This article delves into the ECT's origin, role, and the debate over its effects on the global energy transition.
Green News
2023-10-27T00:00:00.000Z
en-gb

The Energy Charter Treaty (ECT), originally established in the 1990s to promote energy security and cooperation, is now under scrutiny for hindering climate action. Designed to protect foreign investments and facilitate energy trade, the ECT’s focus on fossil fuels and its Investor-State Dispute Settlement (ISDS) mechanism have become contentious. Critics argue that the ISDS allows companies to sue governments over climate policies, making states reluctant to implement the necessary changes and prolonging our reliance on fossil fuels. 

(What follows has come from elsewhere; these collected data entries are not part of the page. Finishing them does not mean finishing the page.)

PR #110, opened 2017-02-27
global: allow yaml schema files

david-caro:
* This will autogenerate the json files from any .yaml schema files at
  build time, allowing to use the more readable yaml format.


david-caro:
Of course, there aren't any yaml files yet to build here, but once we replace any .json with a .yaml, it will transparently do the transformation.

david-caro:
Finally passing all the tests :), @michamos, you can base your pr on this one.

michamos:
@david-caro Thanks, it is generating the JSON when running the tests but it is not prettified. Could you add a call to the prettifier?

david-caro:
> @david-caro Thanks, it is generating the JSON when running the tests but it is not prettified. Could you add a call to the prettifier?

Where is that prettifier?

david-caro:
Is `json.dumps(data, indent=4, sort_keys=True)` enough?

david-caro:
@michamos Can you rebase again into this one and try again? Now the json output should be already pretty :)

michamos:
I already fixed it in 633f392. Sorry for not letting you know.
Your gitignore changes are wrong, they are also ignoring the test fixtures.

david-caro:
You should rebase at least on top of all but the last two commits then, there's a fix on the test script (it was looking for .yaml, but we use .yml for the files extension).

jacquerie:
This was merged as part of #97.

PR #205, opened 2017-08-01
Integrate reference builder

michamos:


inspire_schemas/builders/__init__.py
```diff
@@ -0,0 +1,30 @@
...
+# General Public License for more details.
+#
+# You should have received a copy of the GNU General Public License
+# along with INSPIRE-SCHEMAS; if not, write to the
+# Free Software Foundation, Inc., 59 Temple Place, Suite 330, Boston,
+# MA 02111-1307, USA.
+#
+# In applying this license, CERN does not
+# waive the privileges and immunities granted to it by virtue of its status
+# as an Intergovernmental Organization or submit itself to any jurisdiction.
```
jacquerie: Minor thing, but we might want to fix licenses on this repo to be GPLv3 and to say that is part of INSPIRE, non INSPIRE-SCHEMAS... absolutely not something to be fixed in this PR.

PR #213, opened 2017-08-11
Fixed initials parsing

iulianav:
When importing an article from CrossRef, if the author's name contains initials
each followed by a space, they would be displayed as one word, appendend
together.

The requirement I enforce ensures that a dot is appended after each initial for
readability.

### DIFF
--- a/inspire_schemas/builders/literature.py
+++ b/inspire_schemas/builders/literature.py
@@ -31,7 +31,7 @@ from functools import wraps
 
 import idutils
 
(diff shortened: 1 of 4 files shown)


jacquerie:
I probably said too many scary things about `git push --force` : ) 

It's a dangerous command, but it's the right way to update a PR instead of creating a new one. No big problem here, but due to how GitHub handles things, opening multiple PRs for the same feature might lead to lost review comments.

PR #214, opened 2017-08-16
utils: improve author name normalizer

iulianav:
Renamed the function to something more representative, improved the implementation and logic behind the code and reduced vertical space of tests.

### DIFF
--- a/inspire_schemas/utils.py
+++ b/inspire_schemas/utils.py
@@ -30,6 +30,7 @@ import re
 import six
 from jsonschema import validate as jsonschema_validate
 from jsonschema import RefResolver, draft4_format_checker
+from nameparser import HumanName
 from pkg_resources import resource_filename
 from unidecode import unidecode
 
@@ -212,7 +213,7 @@ def validate(data, schema=None):
     )
 
 
-def normalize_author_name_with_comma(author):
+def normalize_author_name(author):
     """Normalize author name.
 
     :param author: author name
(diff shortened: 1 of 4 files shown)


tests/unit/test_utils.py
```diff
@@ -191,3 +191,46 @@ def test_split_pubnote():
...
+    assert expected == utils.normalize_author_name('Smith, J.P. ')
+    assert expected == utils.normalize_author_name('Smith, J. P. ')
+
+
+def test_normalize_author_name_with_spaces():
+
+    expected = 'Smith, J.P.'
+
+    assert expected == utils.normalize_author_name('Smith, J P ')
+    assert expected == utils.normalize_author_name('Smith, J P')
```
michamos: can you also add the following tests? don't know whether they will pass or `HumanName` is not smart enough.

```
def test_normalize_author_name_handles_several_last_names():

    expected = 'Smith Davis, J.P.'

    assert expected == utils.normalize_author_name('Smith Davis, J.P.')


def test_normalize_author_name_handles_jimmy():

    expected = 'Jimmy'

    assert expected == utils.normalize_author_name('Jimmy')
```

in case you are wondering: http://people.physics.tamu.edu/jimmy/

inspire_schemas/utils.py
```diff
@@ -208,20 +209,47 @@ def validate(data, schema=None):
...
+    if _is_initial(name.first) and _is_initial(name.middle):
+        normalized_names = '{first_name}{middle_name}'
+    else:
+        normalized_names = '{first_name} {middle_name}'
+
+    normalized_names = normalized_names.format(
+        first_name=name.first, middle_name=name.middle
+        )
+
+    if name.last and (name.first or name.middle):
```
michamos: If I understand correctly, the whole logic here amounts to the fact that if there is both a last name and first names, you should join them with a comma, otherwise take what there is. Why not write that then? something like

```python
normalized_names = normalized_names.strip()
final_name =  [name for name in (normalized_names, name.last) if name].join(', ').strip()

return final_name
```

This uses the fact that [empty strings are falsy in Python](https://docs.python.org/2/library/stdtypes.html#truth-value-testing).

inspire_schemas/utils.py
```diff
@@ -208,20 +209,47 @@ def validate(data, schema=None):
...
+            author_name = ''.join(seq)
+        return author_name
 
-    return name
+    name = HumanName(author)
+
+    name.first = _ensure_dotted_initials(name.first)
+    name.middle = _ensure_dotted_initials(name.middle)
+
+    if _is_initial(name.first) and _is_initial(name.middle):
```
michamos: why the `and ...`?

iulianav: I noticed that in the given example in the issue, whenever both first and middle names are initials, there was no space in between them e.g. 'Smith, J.A.' and NOT 'Smith, J. A.'. However, I am not sure if that is a requirement. Is it @michamos ?

michamos: Yes, that's correct indeed :+1:

iulianav: Great!

jacquerie:
This build instead generated `46.0.2` normally: https://travis-ci.org/inspirehep/inspire-schemas/jobs/267146439#L961, as it should have.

👉 This article delves into the ECT's origin, role, and the debate over its effects on the global energy transition.

What is the ECT?

💡 ECT stands for the Energy Charter Treaty, a multilateral framework for international cooperation in the energy industry.

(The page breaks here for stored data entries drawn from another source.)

PR #216, opened 2017-08-18
journals: attempt to finalize schema

michamos:
This is a draft for the new journal schema. Any comments welcome.

The generated documentation now appears [here](http://inspire-schemas.readthedocs.io/en/docstests/schemas/records/journals.html).

@inspirehep/inspire-content (in particular @fschwenn and @cleggm1)

This is a continuation of PR #215.

### DIFF
--- a/inspire_schemas/records/elements/reference.yml
+++ b/inspire_schemas/records/elements/reference.yml
@@ -173,7 +173,7 @@ properties:
             parent_report_number:
                 description: |-
                     :MARC: ``999C5r`` but not distinguished from the cited
-                        document :ref:`reference.json#/properties/report_number`.
+                        document :ref:`reference.json#/properties/report_numbers`.
                 type: string
             parent_title:
                 description: |-
--- a/inspire_schemas/records/elements/related_record.yml
+++ b/inspire_schemas/records/elements/related_record.yml
@@ -9,16 +9,17 @@ properties:
     record:
         $ref: json_reference.json
         description: |-
-            :MARC: ``510__0`` (for Institutions and Experiments),
-                ``78002/78502/78708w`` (for Literature and Journals).
+            :MARC: ``510__0`` (for Institutions and Experiments), ``530__0``
+                (for Journals), ``78002/78502/78708w`` (for Literature).
         title: URL of related record
     relation:
         description: |-
             The possible values are:
 
             ``predecessor``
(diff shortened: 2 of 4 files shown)


aw-bib:
You may want to consider reusing join2 journals in your new schema. It might come in handy as you don't need to collect every value yourself if you can reuse stuff we update every year.

cf. https://bib-pubdb1.desy.de/collection/Periodicals

michamos:
Some open questions:
- What are the different types of notes? there is `640__a`, `680__i`, `667__a`, `667__x` that I am aware of. How should they be mapped to the new schema? is there any difference between them?
- `677__x` mainly contains harvesting information, that is probably outdated. Should it be discarded? there is also some historical info there, probably some confusion with `667__x`.

cleggm1:
640__a and 680__i both contain information that should be public notes, although currently only 680__i is public. Only 7 records use 667__a, so we can update them to one of the note fields that will be mapped. 667__x contains mixed information (Open Access, Online Journal, journal's description, translation of ___, info for catalogers, etc.). It seems to be used as a private note.

michamos:
@cleggm1 regarding your earlier question IRL about `related_records`, it is possible to express the relation through [`relation`](http://inspire-schemas.readthedocs.io/en/docstests/schemas/records/elements/related_record.html#relation), or [`relation_freetext`](http://inspire-schemas.readthedocs.io/en/docstests/schemas/records/elements/related_record.html#relation) in case no "standard" relation applies. Do you think more stuff is needed here?

ksachs:
https://github.com/inspirehep/inspire-schemas/blob/a3bc41140c4a15ebd8714200e93f40b74b65a7d4/inspire_schemas/records/journals.yml#L107 
there is only one journal with 980:CORE and that info is wrong.
There is no journal where all articles are considered as CORE.
I don't think we need that field.

There might be other information about journals to be used in enrichment, e.g. subject for JINST, PhysRevSTAB, see https://github.com/inspirehep/inspire-next/issues/2650

Currently hardcoded are very specific sub-sections of journals that are taken completely.
Would be nice if that could go to the journals DB too. See https://github.com/inspirehep/inspire-next/issues/2643

michamos:
:+1: I will remove core and add subjects. Not sure about how to handle the sub-sections though.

According to the ECT website: “The Energy Charter Treaty provides a multilateral framework for energy cooperation that is unique under international law. It is designed to promote energy security through the operation of more open and competitive energy markets, while respecting the principles of sustainable development and sovereignty over energy resources.”

The ECT can trace its origins back to a political initiative launched in the 1990s. At the end of the Cold War, countries saw the opportunity to overcome divisions through economic cooperation. The energy sector was of particular focus given the growing demand for power and the large resources found in Russia and other post-Soviet Union countries. These conditions gave rise to the European Energy Charter declaration which was signed in December 1991.  

The European Energy Charter declaration contained principles of international energy cooperation along with the obligation to develop a legally binding treaty - this treaty would be known as the Energy Charter Treaty (ECT). 

The ECT was signed in Lisbon in December 1994 and came into force in April 1998. There are 53 signatories and contracting parties, including the European Union and the United Kingdom.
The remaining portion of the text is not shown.